[Stored items]

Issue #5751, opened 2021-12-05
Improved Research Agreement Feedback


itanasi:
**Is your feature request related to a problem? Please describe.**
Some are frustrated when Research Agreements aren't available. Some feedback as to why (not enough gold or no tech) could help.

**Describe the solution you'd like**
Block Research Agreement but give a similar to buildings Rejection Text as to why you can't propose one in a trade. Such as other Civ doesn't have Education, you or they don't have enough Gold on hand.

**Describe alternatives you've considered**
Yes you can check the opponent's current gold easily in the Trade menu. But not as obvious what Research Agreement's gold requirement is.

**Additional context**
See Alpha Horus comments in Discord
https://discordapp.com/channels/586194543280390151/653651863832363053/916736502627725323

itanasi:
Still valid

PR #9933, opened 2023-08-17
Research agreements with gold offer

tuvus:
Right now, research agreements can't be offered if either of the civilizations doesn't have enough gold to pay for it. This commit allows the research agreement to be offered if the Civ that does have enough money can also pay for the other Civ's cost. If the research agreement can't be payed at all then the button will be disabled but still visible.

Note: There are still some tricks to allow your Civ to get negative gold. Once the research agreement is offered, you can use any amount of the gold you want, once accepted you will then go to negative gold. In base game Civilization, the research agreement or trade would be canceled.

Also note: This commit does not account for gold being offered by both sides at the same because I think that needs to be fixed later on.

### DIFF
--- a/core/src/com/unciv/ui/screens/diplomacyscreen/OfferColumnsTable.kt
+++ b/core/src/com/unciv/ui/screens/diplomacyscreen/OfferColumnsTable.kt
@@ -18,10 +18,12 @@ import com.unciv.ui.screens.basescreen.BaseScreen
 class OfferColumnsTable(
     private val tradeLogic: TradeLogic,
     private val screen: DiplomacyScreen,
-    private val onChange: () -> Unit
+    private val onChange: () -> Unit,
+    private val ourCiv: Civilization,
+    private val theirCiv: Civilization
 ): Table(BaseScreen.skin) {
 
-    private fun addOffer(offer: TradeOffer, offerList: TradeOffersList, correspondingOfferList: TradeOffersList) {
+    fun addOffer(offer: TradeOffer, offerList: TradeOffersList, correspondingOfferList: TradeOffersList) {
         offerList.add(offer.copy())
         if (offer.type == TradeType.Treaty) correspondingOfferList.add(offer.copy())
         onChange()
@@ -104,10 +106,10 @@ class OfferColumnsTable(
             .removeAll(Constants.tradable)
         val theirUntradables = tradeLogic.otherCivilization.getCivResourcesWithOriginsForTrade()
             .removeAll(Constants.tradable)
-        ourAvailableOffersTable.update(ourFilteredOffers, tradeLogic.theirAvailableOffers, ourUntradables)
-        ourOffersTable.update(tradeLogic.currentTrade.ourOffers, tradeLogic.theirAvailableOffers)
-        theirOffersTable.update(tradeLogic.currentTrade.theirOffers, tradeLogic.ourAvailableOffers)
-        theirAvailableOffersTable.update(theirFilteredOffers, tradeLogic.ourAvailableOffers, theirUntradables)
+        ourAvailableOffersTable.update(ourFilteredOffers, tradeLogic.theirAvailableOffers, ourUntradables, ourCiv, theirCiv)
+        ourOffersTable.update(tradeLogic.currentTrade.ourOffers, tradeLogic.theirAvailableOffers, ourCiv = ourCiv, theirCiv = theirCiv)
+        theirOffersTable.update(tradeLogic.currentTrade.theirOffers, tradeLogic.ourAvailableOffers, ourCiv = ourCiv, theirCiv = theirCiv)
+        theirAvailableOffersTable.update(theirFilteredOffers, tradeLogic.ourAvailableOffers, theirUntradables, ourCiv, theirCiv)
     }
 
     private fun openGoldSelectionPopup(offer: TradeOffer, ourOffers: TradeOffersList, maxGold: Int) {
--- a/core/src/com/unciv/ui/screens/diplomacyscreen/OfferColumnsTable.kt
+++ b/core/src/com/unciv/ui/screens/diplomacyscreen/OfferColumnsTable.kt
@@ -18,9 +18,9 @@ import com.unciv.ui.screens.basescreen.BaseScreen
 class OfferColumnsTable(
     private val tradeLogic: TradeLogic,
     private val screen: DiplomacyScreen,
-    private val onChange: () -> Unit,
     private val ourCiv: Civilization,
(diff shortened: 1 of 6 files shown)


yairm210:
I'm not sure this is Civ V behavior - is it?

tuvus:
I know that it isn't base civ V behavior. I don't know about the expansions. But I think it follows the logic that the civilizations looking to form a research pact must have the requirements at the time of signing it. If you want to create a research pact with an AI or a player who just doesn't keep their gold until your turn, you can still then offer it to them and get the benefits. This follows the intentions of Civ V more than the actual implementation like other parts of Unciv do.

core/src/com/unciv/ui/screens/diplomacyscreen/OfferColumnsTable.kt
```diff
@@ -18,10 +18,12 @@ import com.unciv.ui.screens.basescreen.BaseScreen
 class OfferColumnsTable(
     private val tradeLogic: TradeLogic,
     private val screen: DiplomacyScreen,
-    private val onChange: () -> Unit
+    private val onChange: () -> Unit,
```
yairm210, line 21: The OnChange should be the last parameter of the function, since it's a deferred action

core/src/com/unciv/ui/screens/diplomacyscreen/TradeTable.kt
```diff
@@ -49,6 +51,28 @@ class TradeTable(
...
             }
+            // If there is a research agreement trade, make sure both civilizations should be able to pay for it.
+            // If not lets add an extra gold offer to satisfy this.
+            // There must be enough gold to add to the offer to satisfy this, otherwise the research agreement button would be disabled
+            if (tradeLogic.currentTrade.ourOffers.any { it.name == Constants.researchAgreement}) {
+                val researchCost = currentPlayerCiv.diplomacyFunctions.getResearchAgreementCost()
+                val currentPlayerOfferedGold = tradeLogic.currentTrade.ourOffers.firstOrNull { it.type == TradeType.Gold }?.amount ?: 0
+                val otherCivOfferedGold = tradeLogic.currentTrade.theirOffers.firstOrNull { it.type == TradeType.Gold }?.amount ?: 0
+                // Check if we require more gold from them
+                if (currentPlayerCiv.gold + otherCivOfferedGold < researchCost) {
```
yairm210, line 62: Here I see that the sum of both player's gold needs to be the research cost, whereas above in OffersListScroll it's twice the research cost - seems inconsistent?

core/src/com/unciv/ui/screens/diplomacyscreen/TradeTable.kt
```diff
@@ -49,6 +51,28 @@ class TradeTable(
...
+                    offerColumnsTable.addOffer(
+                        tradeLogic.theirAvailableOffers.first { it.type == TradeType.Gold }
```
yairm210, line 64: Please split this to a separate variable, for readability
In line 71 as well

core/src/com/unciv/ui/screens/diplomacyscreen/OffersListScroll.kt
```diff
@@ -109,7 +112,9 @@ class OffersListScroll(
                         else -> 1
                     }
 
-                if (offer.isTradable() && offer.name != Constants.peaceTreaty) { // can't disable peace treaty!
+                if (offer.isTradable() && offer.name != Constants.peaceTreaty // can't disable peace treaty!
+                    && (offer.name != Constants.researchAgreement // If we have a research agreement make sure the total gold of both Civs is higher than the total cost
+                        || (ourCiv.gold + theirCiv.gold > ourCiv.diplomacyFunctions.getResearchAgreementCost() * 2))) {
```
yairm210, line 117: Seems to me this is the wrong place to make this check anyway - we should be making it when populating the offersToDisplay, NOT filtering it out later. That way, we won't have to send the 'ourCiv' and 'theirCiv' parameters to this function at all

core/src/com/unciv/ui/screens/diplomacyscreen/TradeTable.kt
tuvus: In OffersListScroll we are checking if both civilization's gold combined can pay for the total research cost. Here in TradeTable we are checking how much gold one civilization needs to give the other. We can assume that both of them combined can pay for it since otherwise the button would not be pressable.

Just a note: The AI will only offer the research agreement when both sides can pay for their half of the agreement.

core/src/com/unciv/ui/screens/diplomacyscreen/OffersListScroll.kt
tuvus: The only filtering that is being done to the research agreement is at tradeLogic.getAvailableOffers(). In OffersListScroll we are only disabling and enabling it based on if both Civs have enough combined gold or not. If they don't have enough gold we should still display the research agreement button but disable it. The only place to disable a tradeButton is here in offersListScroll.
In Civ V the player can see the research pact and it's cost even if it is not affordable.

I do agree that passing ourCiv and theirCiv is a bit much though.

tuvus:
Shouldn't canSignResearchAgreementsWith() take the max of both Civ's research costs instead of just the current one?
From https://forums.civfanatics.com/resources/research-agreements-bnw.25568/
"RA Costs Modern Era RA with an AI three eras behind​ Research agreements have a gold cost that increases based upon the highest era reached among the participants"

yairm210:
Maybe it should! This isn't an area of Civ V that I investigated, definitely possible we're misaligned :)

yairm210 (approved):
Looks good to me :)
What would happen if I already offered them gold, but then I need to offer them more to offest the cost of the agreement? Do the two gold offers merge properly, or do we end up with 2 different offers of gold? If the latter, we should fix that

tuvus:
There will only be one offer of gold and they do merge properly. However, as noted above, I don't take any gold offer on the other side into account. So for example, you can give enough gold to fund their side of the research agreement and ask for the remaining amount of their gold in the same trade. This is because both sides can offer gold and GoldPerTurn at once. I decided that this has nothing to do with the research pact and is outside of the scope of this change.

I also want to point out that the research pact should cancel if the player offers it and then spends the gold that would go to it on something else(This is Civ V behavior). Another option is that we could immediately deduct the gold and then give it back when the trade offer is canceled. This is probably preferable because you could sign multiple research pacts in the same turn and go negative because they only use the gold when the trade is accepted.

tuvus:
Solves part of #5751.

--

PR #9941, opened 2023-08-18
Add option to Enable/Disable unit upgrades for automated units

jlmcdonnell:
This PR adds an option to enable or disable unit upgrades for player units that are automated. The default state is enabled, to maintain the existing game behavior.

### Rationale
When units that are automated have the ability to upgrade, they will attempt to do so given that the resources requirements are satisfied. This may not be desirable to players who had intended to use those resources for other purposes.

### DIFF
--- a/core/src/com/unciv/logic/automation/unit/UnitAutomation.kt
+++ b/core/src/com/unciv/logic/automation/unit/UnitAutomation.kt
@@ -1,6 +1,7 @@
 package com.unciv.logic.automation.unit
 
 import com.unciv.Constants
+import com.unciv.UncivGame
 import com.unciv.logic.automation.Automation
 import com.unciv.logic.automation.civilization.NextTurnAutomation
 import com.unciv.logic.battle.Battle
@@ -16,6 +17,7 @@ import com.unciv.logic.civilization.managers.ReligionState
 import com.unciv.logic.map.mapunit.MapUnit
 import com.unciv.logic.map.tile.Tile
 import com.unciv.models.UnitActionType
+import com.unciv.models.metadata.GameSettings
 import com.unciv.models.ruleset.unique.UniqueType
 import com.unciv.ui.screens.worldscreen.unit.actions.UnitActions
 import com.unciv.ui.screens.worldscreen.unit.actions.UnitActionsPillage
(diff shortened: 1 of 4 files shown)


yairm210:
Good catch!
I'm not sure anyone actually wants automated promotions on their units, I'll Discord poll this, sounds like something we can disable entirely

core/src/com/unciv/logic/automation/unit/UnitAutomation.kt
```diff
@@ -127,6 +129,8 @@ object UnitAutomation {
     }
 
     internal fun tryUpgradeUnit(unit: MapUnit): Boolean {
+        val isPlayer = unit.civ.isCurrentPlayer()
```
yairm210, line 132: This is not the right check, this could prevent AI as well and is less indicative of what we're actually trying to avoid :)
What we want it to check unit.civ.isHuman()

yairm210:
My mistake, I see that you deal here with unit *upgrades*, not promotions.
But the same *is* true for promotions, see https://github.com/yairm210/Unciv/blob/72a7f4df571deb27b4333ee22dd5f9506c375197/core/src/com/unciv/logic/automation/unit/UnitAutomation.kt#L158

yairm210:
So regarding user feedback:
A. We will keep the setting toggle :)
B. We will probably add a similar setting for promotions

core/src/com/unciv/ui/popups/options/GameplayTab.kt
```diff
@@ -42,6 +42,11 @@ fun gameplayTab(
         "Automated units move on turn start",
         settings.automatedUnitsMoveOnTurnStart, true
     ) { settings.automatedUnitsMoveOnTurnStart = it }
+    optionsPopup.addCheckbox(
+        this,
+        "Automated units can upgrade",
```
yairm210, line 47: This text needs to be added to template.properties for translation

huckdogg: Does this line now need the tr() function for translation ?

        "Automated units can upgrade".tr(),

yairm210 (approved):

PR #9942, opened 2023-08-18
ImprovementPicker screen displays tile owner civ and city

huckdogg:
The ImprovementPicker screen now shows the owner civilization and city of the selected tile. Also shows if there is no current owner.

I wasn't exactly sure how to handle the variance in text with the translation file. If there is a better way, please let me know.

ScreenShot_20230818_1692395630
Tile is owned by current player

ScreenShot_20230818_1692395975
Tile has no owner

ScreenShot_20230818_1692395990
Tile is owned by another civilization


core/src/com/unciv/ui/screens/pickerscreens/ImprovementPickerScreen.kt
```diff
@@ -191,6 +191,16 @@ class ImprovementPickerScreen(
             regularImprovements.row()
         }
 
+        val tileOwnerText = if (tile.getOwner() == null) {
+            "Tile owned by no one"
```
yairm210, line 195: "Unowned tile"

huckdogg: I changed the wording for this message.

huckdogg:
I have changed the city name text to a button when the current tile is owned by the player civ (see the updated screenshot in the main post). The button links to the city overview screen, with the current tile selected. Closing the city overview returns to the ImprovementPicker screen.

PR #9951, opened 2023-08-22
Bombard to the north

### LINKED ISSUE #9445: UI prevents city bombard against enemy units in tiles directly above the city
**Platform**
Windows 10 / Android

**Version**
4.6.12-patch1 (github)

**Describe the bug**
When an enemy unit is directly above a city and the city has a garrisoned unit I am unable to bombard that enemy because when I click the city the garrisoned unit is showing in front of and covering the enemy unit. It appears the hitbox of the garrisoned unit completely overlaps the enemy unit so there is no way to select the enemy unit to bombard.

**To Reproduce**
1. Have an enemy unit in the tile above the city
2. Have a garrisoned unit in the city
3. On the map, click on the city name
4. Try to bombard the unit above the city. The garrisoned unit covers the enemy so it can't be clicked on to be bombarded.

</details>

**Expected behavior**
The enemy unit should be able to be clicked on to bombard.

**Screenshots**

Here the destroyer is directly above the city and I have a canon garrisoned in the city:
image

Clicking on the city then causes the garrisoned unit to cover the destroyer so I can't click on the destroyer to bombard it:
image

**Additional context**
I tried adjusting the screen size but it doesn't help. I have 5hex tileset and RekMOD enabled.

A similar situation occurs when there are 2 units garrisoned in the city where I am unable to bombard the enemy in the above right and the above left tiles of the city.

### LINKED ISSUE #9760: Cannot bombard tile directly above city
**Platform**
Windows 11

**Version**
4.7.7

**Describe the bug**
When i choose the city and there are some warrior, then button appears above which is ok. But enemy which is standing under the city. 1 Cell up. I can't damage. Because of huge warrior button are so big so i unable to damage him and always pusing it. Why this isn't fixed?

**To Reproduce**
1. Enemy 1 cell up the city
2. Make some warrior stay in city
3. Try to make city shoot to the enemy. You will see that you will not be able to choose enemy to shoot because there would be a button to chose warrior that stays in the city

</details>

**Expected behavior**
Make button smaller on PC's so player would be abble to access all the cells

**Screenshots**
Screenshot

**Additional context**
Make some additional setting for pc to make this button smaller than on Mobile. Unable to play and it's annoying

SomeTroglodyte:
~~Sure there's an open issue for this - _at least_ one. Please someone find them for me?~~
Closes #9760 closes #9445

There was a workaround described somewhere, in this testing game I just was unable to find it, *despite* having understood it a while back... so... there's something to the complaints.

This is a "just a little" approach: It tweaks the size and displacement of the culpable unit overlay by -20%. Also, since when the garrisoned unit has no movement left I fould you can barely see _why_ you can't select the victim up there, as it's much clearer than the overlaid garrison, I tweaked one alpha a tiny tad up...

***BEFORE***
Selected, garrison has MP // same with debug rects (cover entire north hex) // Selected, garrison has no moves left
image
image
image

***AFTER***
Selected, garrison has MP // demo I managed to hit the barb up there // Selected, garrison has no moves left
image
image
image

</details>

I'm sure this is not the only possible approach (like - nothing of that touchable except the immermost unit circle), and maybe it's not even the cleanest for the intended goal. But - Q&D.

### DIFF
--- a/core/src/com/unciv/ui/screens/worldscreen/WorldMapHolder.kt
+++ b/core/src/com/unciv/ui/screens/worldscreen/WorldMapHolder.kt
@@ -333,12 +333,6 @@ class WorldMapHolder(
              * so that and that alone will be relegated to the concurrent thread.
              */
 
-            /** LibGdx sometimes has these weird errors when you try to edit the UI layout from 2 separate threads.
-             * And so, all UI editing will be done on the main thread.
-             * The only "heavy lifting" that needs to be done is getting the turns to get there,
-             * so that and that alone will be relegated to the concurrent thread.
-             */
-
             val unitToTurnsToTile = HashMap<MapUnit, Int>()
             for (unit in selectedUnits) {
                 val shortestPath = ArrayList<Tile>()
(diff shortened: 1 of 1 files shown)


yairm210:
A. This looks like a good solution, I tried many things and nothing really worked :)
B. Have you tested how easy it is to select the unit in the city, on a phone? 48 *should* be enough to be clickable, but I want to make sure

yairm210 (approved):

Brief: The entries above hold the needed span. Transcribe exactly the lines from the one with "Issue #5751, opened 2021-12-05" to the one with "solution you'd like**", both included.

Result for this exercise:
Issue #5751, opened 2021-12-05
Improved Research Agreement Feedback


itanasi:
**Is your feature request related to a problem? Please describe.**
Some are frustrated when Research Agreements aren't available. Some feedback as to why (not enough gold or no tech) could help.

**Describe the solution you'd like**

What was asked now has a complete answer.